Following its order to attach the assets of Sahara Group companies the next task of the the Securities and Exchange Board of India (SEBI) is to identify the “real investors” and what exactly is the liability of the company to them.
Further, the capital market regulator may face hurdles to attach them as the properties are spread over many States, which means the regulator needs the support of the State governments to recover these funds.
“Before appropriating the amount, the SEBI has to crystallise the liabilities,” said R. S. Loona, Managing Partner, Alliance Corporate Lawyers. “Once SEBI does this then the appropriation will be followed under the supervision of the Supreme Court,” added Mr. Loona, who was also the Executive Director, Legal of SEBI, earlier.
The market regulator initiated the action of attachment of bank accounts of promoters and their assets on February 13.
Two questions arise now: “Whether Sahara will be able to repay the money back? Whether they (investors) are benami or genuine?” says Sandeep Parekh, Founder, Finsec Law Advisors, quoting the Supreme Court.

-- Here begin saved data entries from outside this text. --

PR #1619, opened 2024-05-07
test: Check creating and booting an EFI guest

martinpitt:
Use our new "alpine-efi" bots image as guest.

This isn't very comprehensive yet, mostly to validate that the alpine-efi image works, and that c-machines/libvirt can *actually* boot an EFI guest. We may want to extend this to more tests in the future, so that we'll get better ARM coverage. But that at least sets a baseline.

---

Requires https://github.com/cockpit-project/bots/pull/6351 . Also, the first image I tried this on was fedora-40, and it [failed right away](https://cockpit-logs.us-east-1.linodeobjects.com/pull-1619-039a1ed8-20240507-145041-fedora-40-bots%236351/log.html#74). Turns out it's *drumroll* [SELinux](https://github.com/cockpit-project/bots/issues/5944), so this will need a naughty. That's added to the bots PR now.

### DIFF
--- a/HACKING.md
+++ b/HACKING.md
@@ -73,7 +73,7 @@ Rules configuration can be found in the `.stylelintrc.json` file.
 # Running tests locally
 
 Run `make vm` to build an RPM and install it into a standard Cockpit test VM.
-This will be `fedora-39` by default. You can set `$TEST_OS` to use a different
+This will be `fedora-40` by default. You can set `$TEST_OS` to use a different
 image, for example
 
     TEST_OS=centos-9-stream make vm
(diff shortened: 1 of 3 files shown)


martinpitt:
Why am I not surprised.. It doesn't boot:

image

mvollmer:
The alpine-efi image is not a ISO and can't be put into a cdrom, I think.

mvollmer:
Alright, using a i440fx machine and using "alpine-efi" as a "Cloud base image" works. 

I couldn't get to boot the official Alpine ISO with UEFI on neither q35 nor i440fx.. If that's what progress looks like, I don't want to be part of it...

mvollmer:
> Alright, using a i440fx machine and using "alpine-efi" as a "Cloud base image" works.

I have pushed a commit that implements this in the test. The hardest part was to get the dialog to give us a i440fx machine...

mvollmer:
> it gets past EFI and grub, and now just hangs on an empty screen

That is probably because the console is not on VNC but on ttyS0.

martinpitt:
@mvollmer Thanks for your investigations! TBH I'm not really that much interested in continuing to work on this -- it was a half-hearted attempt towards https://issues.redhat.com/browse/COCKPIT-970 , but this needs a *lot* more libvirt/qemu/images understanding and work than I currently have..

martinpitt:
No time for this, sorry.

PR #1626, opened 2024-05-09
Fix few french translations

arthurlm:
Few french translations were wrong.
I fix them to make application more consistent with common french software.

### DIFF
--- a/po/fr.po
+++ b/po/fr.po
@@ -96,7 +96,7 @@ msgid ""
 "shut off. Meanwhile, the origin host keeps its copy of the VM configuration."
 msgstr ""
 "Une copie de la machine virtuelle s’exécutera sur la destination et "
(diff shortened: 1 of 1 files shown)


martinpitt:
Merci beaucoup ! Je parle un petit peut français, et ça me semble bien.

Translations are not done via PRs, but on weblate: https://translate.fedoraproject.org/projects/cockpit-machines/main/fr/

I applied your changes there.

arthurlm:
Thanks a lot 😄!

I check the applied translation and there is only one small issue I see:
You have set "Source volume group" to "Renommer le groupe" (which will be closer now as "Rename group").

To be completely honest with you, I start reworking this file because of this specific translation.
When I first used cockpit-machine with LVM pool, I have to check the source code since I was not able to understand what this label was about 😅 ...

Can you also change this label please 🙏 ?

martinpitt:
Whoops, thanks -- I either forgot that one or didn't save correctly. Done!

PR #1629, opened 2024-05-10
test: Wait longer for Alpine to shut down

mvollmer:
It seems to be slower than Cirros.

Example failure: https://cockpit-logs.us-east-1.linodeobjects.com/pull-1616-e0c69eeb-20240510-071702-fedora-40-devel/log.html#30-2

The console log shows that shutdown has in fact started: https://cockpit-logs.us-east-1.linodeobjects.com/pull-1616-e0c69eeb-20240510-071702-fedora-40-devel/TestMachinesLifecycle-testBasic-fedora-40-127.0.0.2-2201-subVmTest1-console.log

Thus, waiting longer should indeed work.


martinpitt (approved):
Yeah, this is all emulated QEMU. I'm having fun with achingly slow guests in #1619 as well.. Kiitos!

According to him, there is an effort on the part of Sahara Group to circumvent the orders, “which hurts the faith of the public on regulations”.
However, Mr. Parekh believes that the regulator has been consistent in its stand against the Sahara Group.
“To monetise these assets, SEBI has to auction them which would not be an easy task for the regulator as many obstacles would be created by interested parties,” said Mr. Parekh, who too was an Executive Director, Legal of SEBI. Meanwhile, lot of funds of Sahara Group moved out of Sahara’s accounts as it made huge investments in hotels and other prime properties in London and New York.